--- Your objective ---
Set the records down again in full, with every word kept.

Stored items
PR #111, opened 2015-12-08
Add EnumMap support to MapJsonAdapter.

serj-lotutovici:
Currently when trying to pars a field like `EnumMap<SomeEnum, Value>` Moshi throws an exception saying that it requires a custom json adapter. Since `EnumMap` is a java type I think the adapters place is in the default adapter list.

This is basically a copy/paste of `MapJsonAdapter` with slight alterations (Though that it won't be good to keep everything inside one class).

### DIFF
--- a/moshi/src/main/java/com/squareup/moshi/MapJsonAdapter.java
+++ b/moshi/src/main/java/com/squareup/moshi/MapJsonAdapter.java
@@ -18,13 +18,16 @@ package com.squareup.moshi;
 import java.io.IOException;
 import java.lang.annotation.Annotation;
 import java.lang.reflect.Type;
+import java.util.ArrayList;
+import java.util.EnumMap;
+import java.util.List;
 import java.util.Map;
 import java.util.Set;
 
 /**
  * Converts maps with string keys to JSON objects.
  *
- * TODO: support maps with other key types and convert to/from strings.
+ * @author Jesse Wilson
  */
 final class MapJsonAdapter<K, V> extends JsonAdapter<Map<K, V>> {
   public static final Factory FACTORY = new Factory() {
@@ -32,16 +35,28 @@ final class MapJsonAdapter<K, V> extends JsonAdapter<Map<K, V>> {
         Type type, Set<? extends Annotation> annotations, Moshi moshi) {
       if (!annotations.isEmpty()) return null;
       Class<?> rawType = Types.getRawType(type);
-      if (rawType != Map.class) return null;
+      if (!SUPPORTED_MAPS.contains(rawType)) return null;
       Type[] keyAndValue = Types.mapKeyAndValueTypes(type, rawType);
-      return new MapJsonAdapter<>(moshi, keyAndValue[0], keyAndValue[1]).nullSafe();
+      return new MapJsonAdapter<>(moshi, rawType, keyAndValue[0], keyAndValue[1]).nullSafe();
     }
   };
 
+  /** List of supported raw map types. */
+  private static final List<Class<?>> SUPPORTED_MAPS = new ArrayList<>(2);
+
+  static {
+    SUPPORTED_MAPS.add(Map.class);
+    SUPPORTED_MAPS.add(EnumMap.class);
+  }
+
+  private final Class<?> rawType;
+  private final Class<?> keyRawType;
   private final JsonAdapter<K> keyAdapter;
   private final JsonAdapter<V> valueAdapter;
 
-  public MapJsonAdapter(Moshi moshi, Type keyType, Type valueType) {
+  public MapJsonAdapter(Moshi moshi, Class<?> rawType, Type keyType, Type valueType) {
+    this.rawType = rawType;
+    this.keyRawType = Types.getRawType(keyType);
     this.keyAdapter = moshi.adapter(keyType);
     this.valueAdapter = moshi.adapter(valueType);
   }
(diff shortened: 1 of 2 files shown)


moshi/src/main/java/com/squareup/moshi/EnumMapJsonAdapter.java
```diff
@@ -0,0 +1,81 @@
...
+    for (Map.Entry<K, V> entry : map.entrySet()) {
+      writer.promoteNameToValue();
+      keyAdapter.toJson(writer, entry.getKey());
+      valueAdapter.toJson(writer, entry.getValue());
+    }
+    writer.endObject();
+  }
+
+  @Override public String toString() {
+    return "EnumMapJsonAdapter(" + keyAdapter + "=" + valueAdapter + ")";
```
serj-lotutovici: Named this EnumMapJsonAdapter, to avoid key collision with MapJsonAdapter.

moshi/src/test/java/com/squareup/moshi/EnumMapJsonAdapterTest.java
```diff
@@ -0,0 +1,157 @@
...
+
+    jsonAdapter.toJson(jsonWriter, null);
+    assertThat(buffer.readUtf8()).isEqualTo("null");
+
+    JsonReader jsonReader = newReader("null");
+    jsonReader.setLenient(true);
+    assertThat(jsonAdapter.fromJson(jsonReader)).isEqualTo(null);
+  }
+
+  @Test public void orderIsRetained() throws Exception {
```
swankjesse: This test is insincere. Order is only maintained because you are using the declaration order.

swankjesse:
If we want to support this, we should probably just give the existing MapAdapter the ability to build EnumMaps.

serj-lotutovici:
@swankjesse Can do that... I just fought that you wouldn't want to over inflate the `MapJsonAdapter`.

> If we want to support this, we should probably just give the existing MapAdapter the ability to build EnumMaps.

serj-lotutovici:
@swankjesse I'm facing a small issue, can you give me a hint? `EnumMap` forces the key to be of type `<K extends Enum<K>>`. What would be the best approach to create an instance of `EnumMap` not forcing K generic in `MapJsonAdapter` to extend from enum?

swankjesse:
@serj-lotutovici you'll probably need some casting! Not much better options there unfortunately.

moshi/src/main/java/com/squareup/moshi/MapJsonAdapter.java
```diff
@@ -32,16 +35,28 @@
         Type type, Set<? extends Annotation> annotations, Moshi moshi) {
       if (!annotations.isEmpty()) return null;
       Class<?> rawType = Types.getRawType(type);
-      if (rawType != Map.class) return null;
+      if (!SUPPORTED_MAPS.contains(rawType)) return null;
```
serj-lotutovici: It's ether this or `if (!(rawType == Map.class || rawType == EnumMap.class))`. But this saves some effort if other map types should be supported in the future.

moshi/src/main/java/com/squareup/moshi/MapJsonAdapter.java
```diff
@@ -18,13 +18,16 @@
...
+import java.util.EnumMap;
+import java.util.List;
 import java.util.Map;
 import java.util.Set;
 
 /**
  * Converts maps with string keys to JSON objects.
  *
- * TODO: support maps with other key types and convert to/from strings.
+ * @author Jesse Wilson
```
swankjesse: Please no

moshi/src/main/java/com/squareup/moshi/MapJsonAdapter.java
```diff
@@ -60,7 +75,19 @@ public MapJsonAdapter(Moshi moshi, Type keyType, Type valueType) {
   }
 
   @Override public Map<K, V> fromJson(JsonReader reader) throws IOException {
-    LinkedHashTreeMap<K, V> result = new LinkedHashTreeMap<>();
+    Map<K, V> result;
+    // EnumMap maintains the natural order of the declared enum type, and in some cases
+    // may be more efficient. So try to use EnumMap if the key is an enum.
+    if (rawType == EnumMap.class || keyRawType.getSuperclass() == Enum.class) {
```
swankjesse: I don't like the 2nd case. This breaks our ability to preserve iteration order.

moshi/src/main/java/com/squareup/moshi/MapJsonAdapter.java
```diff
@@ -60,7 +75,19 @@ public MapJsonAdapter(Moshi moshi, Type keyType, Type valueType) {
...
+      // Since the compiler will block the caller of declaring an EnumMap with a non enum key,
+      // we we don't have to worry about type safety.
+      //noinspection unchecked
+      result = new EnumMap(keyRawType);
```
swankjesse: Neat.

swankjesse:
I’m still not convinced that this is worth doing. The benefit of EnumMaps as a declaration type are so limited.

serj-lotutovici:
Honestly me too... In this case I went with the flow, since some of my users requested it. I'm closing this, since I can't find arguments other than the ones you already know... really sorry for waisting your time on this.
> I’m still not convinced that this is worth doing. The benefit of EnumMaps as a declaration type are so limited.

--- Expected answer ---
PR #111, opened 2015-12-08
Add EnumMap support to MapJsonAdapter.

serj-lotutovici:
Currently when trying to pars a field like `EnumMap<SomeEnum, Value>` Moshi throws an exception saying that it requires a custom json adapter. Since `EnumMap` is a java type I think the adapters place is in the default adapter list.

This is basically a copy/paste of `MapJsonAdapter` with slight alterations (Though that it won't be good to keep everything inside one class).

### DIFF
--- a/moshi/src/main/java/com/squareup/moshi/MapJsonAdapter.java
+++ b/moshi/src/main/java/com/squareup/moshi/MapJsonAdapter.java
@@ -18,13 +18,16 @@ package com.squareup.moshi;
 import java.io.IOException;
 import java.lang.annotation.Annotation;
 import java.lang.reflect.Type;
+import java.util.ArrayList;
+import java.util.EnumMap;
+import java.util.List;
 import java.util.Map;
 import java.util.Set;
 
 /**
  * Converts maps with string keys to JSON objects.
  *
- * TODO: support maps with other key types and convert to/from strings.
+ * @author Jesse Wilson
  */
 final class MapJsonAdapter<K, V> extends JsonAdapter<Map<K, V>> {
   public static final Factory FACTORY = new Factory() {
@@ -32,16 +35,28 @@ final class MapJsonAdapter<K, V> extends JsonAdapter<Map<K, V>> {
         Type type, Set<? extends Annotation> annotations, Moshi moshi) {
       if (!annotations.isEmpty()) return null;
       Class<?> rawType = Types.getRawType(type);
-      if (rawType != Map.class) return null;
+      if (!SUPPORTED_MAPS.contains(rawType)) return null;
       Type[] keyAndValue = Types.mapKeyAndValueTypes(type, rawType);
-      return new MapJsonAdapter<>(moshi, keyAndValue[0], keyAndValue[1]).nullSafe();
+      return new MapJsonAdapter<>(moshi, rawType, keyAndValue[0], keyAndValue[1]).nullSafe();
     }
   };
 
+  /** List of supported raw map types. */
+  private static final List<Class<?>> SUPPORTED_MAPS = new ArrayList<>(2);
+
+  static {
+    SUPPORTED_MAPS.add(Map.class);
+    SUPPORTED_MAPS.add(EnumMap.class);
+  }
+
+  private final Class<?> rawType;
+  private final Class<?> keyRawType;
   private final JsonAdapter<K> keyAdapter;
   private final JsonAdapter<V> valueAdapter;
 
-  public MapJsonAdapter(Moshi moshi, Type keyType, Type valueType) {
+  public MapJsonAdapter(Moshi moshi, Class<?> rawType, Type keyType, Type valueType) {
+    this.rawType = rawType;
+    this.keyRawType = Types.getRawType(keyType);
     this.keyAdapter = moshi.adapter(keyType);
     this.valueAdapter = moshi.adapter(valueType);
   }
(diff shortened: 1 of 2 files shown)


moshi/src/main/java/com/squareup/moshi/EnumMapJsonAdapter.java
```diff
@@ -0,0 +1,81 @@
...
+    for (Map.Entry<K, V> entry : map.entrySet()) {
+      writer.promoteNameToValue();
+      keyAdapter.toJson(writer, entry.getKey());
+      valueAdapter.toJson(writer, entry.getValue());
+    }
+    writer.endObject();
+  }
+
+  @Override public String toString() {
+    return "EnumMapJsonAdapter(" + keyAdapter + "=" + valueAdapter + ")";
```
serj-lotutovici: Named this EnumMapJsonAdapter, to avoid key collision with MapJsonAdapter.

moshi/src/test/java/com/squareup/moshi/EnumMapJsonAdapterTest.java
```diff
@@ -0,0 +1,157 @@
...
+
+    jsonAdapter.toJson(jsonWriter, null);
+    assertThat(buffer.readUtf8()).isEqualTo("null");
+
+    JsonReader jsonReader = newReader("null");
+    jsonReader.setLenient(true);
+    assertThat(jsonAdapter.fromJson(jsonReader)).isEqualTo(null);
+  }
+
+  @Test public void orderIsRetained() throws Exception {
```
swankjesse: This test is insincere. Order is only maintained because you are using the declaration order.

swankjesse:
If we want to support this, we should probably just give the existing MapAdapter the ability to build EnumMaps.

serj-lotutovici:
@swankjesse Can do that... I just fought that you wouldn't want to over inflate the `MapJsonAdapter`.

> If we want to support this, we should probably just give the existing MapAdapter the ability to build EnumMaps.

serj-lotutovici:
@swankjesse I'm facing a small issue, can you give me a hint? `EnumMap` forces the key to be of type `<K extends Enum<K>>`. What would be the best approach to create an instance of `EnumMap` not forcing K generic in `MapJsonAdapter` to extend from enum?

swankjesse:
@serj-lotutovici you'll probably need some casting! Not much better options there unfortunately.

moshi/src/main/java/com/squareup/moshi/MapJsonAdapter.java
```diff
@@ -32,16 +35,28 @@
         Type type, Set<? extends Annotation> annotations, Moshi moshi) {
       if (!annotations.isEmpty()) return null;
       Class<?> rawType = Types.getRawType(type);
-      if (rawType != Map.class) return null;
+      if (!SUPPORTED_MAPS.contains(rawType)) return null;
```
serj-lotutovici: It's ether this or `if (!(rawType == Map.class || rawType == EnumMap.class))`. But this saves some effort if other map types should be supported in the future.

moshi/src/main/java/com/squareup/moshi/MapJsonAdapter.java
```diff
@@ -18,13 +18,16 @@
...
+import java.util.EnumMap;
+import java.util.List;
 import java.util.Map;
 import java.util.Set;
 
 /**
  * Converts maps with string keys to JSON objects.
  *
- * TODO: support maps with other key types and convert to/from strings.
+ * @author Jesse Wilson
```
swankjesse: Please no

moshi/src/main/java/com/squareup/moshi/MapJsonAdapter.java
```diff
@@ -60,7 +75,19 @@ public MapJsonAdapter(Moshi moshi, Type keyType, Type valueType) {
   }
 
   @Override public Map<K, V> fromJson(JsonReader reader) throws IOException {
-    LinkedHashTreeMap<K, V> result = new LinkedHashTreeMap<>();
+    Map<K, V> result;
+    // EnumMap maintains the natural order of the declared enum type, and in some cases
+    // may be more efficient. So try to use EnumMap if the key is an enum.
+    if (rawType == EnumMap.class || keyRawType.getSuperclass() == Enum.class) {
```
swankjesse: I don't like the 2nd case. This breaks our ability to preserve iteration order.

moshi/src/main/java/com/squareup/moshi/MapJsonAdapter.java
```diff
@@ -60,7 +75,19 @@ public MapJsonAdapter(Moshi moshi, Type keyType, Type valueType) {
...
+      // Since the compiler will block the caller of declaring an EnumMap with a non enum key,
+      // we we don't have to worry about type safety.
+      //noinspection unchecked
+      result = new EnumMap(keyRawType);
```
swankjesse: Neat.

swankjesse:
I’m still not convinced that this is worth doing. The benefit of EnumMaps as a declaration type are so limited.

serj-lotutovici:
Honestly me too... In this case I went with the flow, since some of my users requested it. I'm closing this, since I can't find arguments other than the ones you already know... really sorry for waisting your time on this.
> I’m still not convinced that this is worth doing. The benefit of EnumMaps as a declaration type are so limited.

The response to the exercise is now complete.